City Park
- Interactive map of City Park
- Location: 491 5th Ave. Rochelle, NY, 10801
- Coordinates: 40°55′51″N 73°46′14″W﻿ / ﻿40.930831°N 73.770586°W
- Owner: City of New Rochelle, New York
- Operator: City of New Rochelle, New York
- Surface: Synthetic turf
- Field size: Left Field: 355 feet (108 m); Center Field: 385 feet (117 m); Right Field: 330 feet (100 m);
- Acreage: 20

Construction
- Renovated: 2011

Tenant
- Iona Gaels baseball (NCAA DI MAAC) (2013–present);

= City Park (New Rochelle, New York) =

Baseball venue in New York, United States

City Field is a baseball venue located in the public park of Williams Flowers Park in New Rochelle, New York, United States. It is home to the Iona Gaels baseball team of the NCAA Division I Metro Atlantic Athletic Conference (MAAC).

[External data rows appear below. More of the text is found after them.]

PR #647, opened 2017-03-01
installer/mac: improve startup port detection, 1.1.1

dominic:
Use `lsof` to check for a process listening on a required port instead of 
creating and binding a new socket. The previous implementation was prone
to false negatives when checking if a port was available.

### DIFF
--- a/installer/mac/ChainCore/Config.swift
+++ b/installer/mac/ChainCore/Config.swift
@@ -7,30 +7,27 @@ class Config: NSObject {
 
     /// Checks if the port is in use by another process.
     static func portInUse(_ port: UInt) -> Bool {
-        let sock = socket(PF_INET, SOCK_STREAM, IPPROTO_TCP)
-        if sock <= 0 {
-            return false
+        var output : [String] = []
+
+        let task = Process()
+        task.launchPath = "/usr/sbin/lsof"
+        task.arguments = ["-n", "-i:\(port)"]
+
+        let outpipe = Pipe()
+        task.standardOutput = outpipe
+        task.launch()
+
+        let outdata = outpipe.fileHandleForReading.readDataToEndOfFile()
+        if var string = String(data: outdata, encoding: .utf8) {
+            string = string.trimmingCharacters(in: .newlines)
+            output = string.components(separatedBy: "\n")
         }
 
-        var listenAddress = sockaddr_in()
-        listenAddress.sin_family = UInt8(AF_INET)
-        listenAddress.sin_port = in_port_t(port).bigEndian
-        listenAddress.sin_len = UInt8(MemoryLayout<sockaddr_in>.size)
-        listenAddress.sin_addr.s_addr = inet_addr("127.0.0.1")
+        task.waitUntilExit()
 
-        let bindRes = withUnsafePointer(to: &listenAddress) { (sockaddrPointer: UnsafePointer<sockaddr_in>) in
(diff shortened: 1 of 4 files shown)


jeffomatic:
Can you add a description of the original bug/repro steps to the commit message?

installer/mac/updates/updates.xml
```diff
@@ -6,22 +6,23 @@
...
     <language>en</language>
       <item>
-        <title>Chain Core Developer Edition 1.1.0</title>
+        <title>Chain Core Developer Edition 1.1.1</title>
         <description>
           <![CDATA[
-            <p><b>NOTE:</b> This update will create a fresh blockchain; please backup
-              any blockchain data you wish to preserve.
+            <p><b>NOTE:</b> This update will create a fresh blockchain if you were previously
+              using versions 1.0.x; please backup any blockchain data you wish to preserve.
```
jeffomatic: Nice improvisation here. I wonder what to do about this in general for point releases. Maybe we need a way to stack changelogs if you're jumping up more than one build version.

installer/mac/ChainCore/Config.swift
```diff
@@ -7,30 +7,27 @@ class Config: NSObject {
...
+            string = string.trimmingCharacters(in: .newlines)
+            output = string.components(separatedBy: "\n")
         }
 
-        let bindErr = Darwin.errno
-        close(sock)
+        task.waitUntilExit()
 
-        if bindRes == -1 && bindErr == EADDRINUSE {
+        if (output.count > 0 && output[0] != "") {
```
jeffomatic: Nit: maybe we can change this to:

```
return output.count > 0 && output[0] != ""
```

installer/mac/updates/updates.xml
dominic: I have typically stacked app update release notes with the following format and it works really well:

```
Hey check out these changes:

- Some bug fix

In the previous 1.1 release:

- Keep these release notes going forward until 1.2
- And these too
```

jeffomatic: That makes sense to me.

installer/mac/ChainCore/Config.swift
```diff
@@ -7,30 +7,27 @@ class Config: NSObject {
...
     /// Checks if the port is in use by another process.
     static func portInUse(_ port: UInt) -> Bool {
-        let sock = socket(PF_INET, SOCK_STREAM, IPPROTO_TCP)
-        if sock <= 0 {
-            return false
-        }
+        var output : [String] = []
+
+        let task = Process()
+        task.launchPath = "/usr/sbin/lsof"
```
kr: Would it be better to have cored exit with a particular status code if the port is in use? And then have the app just try to start it and handle the error when it doesn't work?

Just throwing it out as an option.

jeffomatic: Yeah, might make sense in the long run.  But I'm also down to punt on a cored change (and the corresponding point release) in favor of a short-term fix that only concerns the Mac app.

dominic: It would make sense, but we need a consistent solution for Postgres as well. I haven't investigated how `pg_isready` would respond to this.

Another thing to understand in the future is why this code (previously used [in the Postgres.app launcher](https://github.com/PostgresApp/PostgresApp/blob/cd8016c834a4fec26b6e4a449b6428eed9e00bc6/Postgres/Server.swift#L311-L337)) doesn't function appropriately here.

The field's namesake is after William "Brud" Flowers, a New Rochelle resident and athletics coach.

== History ==
In 2011, the fields were renovated and replaced with synthetic turf. In September, 2012, it was announced that the Iona Gaels baseball team would be moving their home games to City Park.

== Features ==
The field's features include a synthetic turf playing surface, dugouts, restrooms and lights.